:: About this task ::
Each line from the one with "fix(workflows): narrow findResumableRun" through the last line of the records must be output exactly, both ends included.

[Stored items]
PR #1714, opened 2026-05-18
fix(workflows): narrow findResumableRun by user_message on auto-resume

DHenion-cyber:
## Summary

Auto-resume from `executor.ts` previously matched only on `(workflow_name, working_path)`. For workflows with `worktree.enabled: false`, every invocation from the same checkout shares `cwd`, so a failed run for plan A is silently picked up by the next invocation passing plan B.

:: Written answer ::
fix(workflows): narrow findResumableRun by user_message on auto-resume

DHenion-cyber:
## Summary

Auto-resume from `executor.ts` previously matched only on `(workflow_name, working_path)`. For workflows with `worktree.enabled: false`, every invocation from the same checkout shares `cwd`, so a failed run for plan A is silently picked up by the next invocation passing plan B.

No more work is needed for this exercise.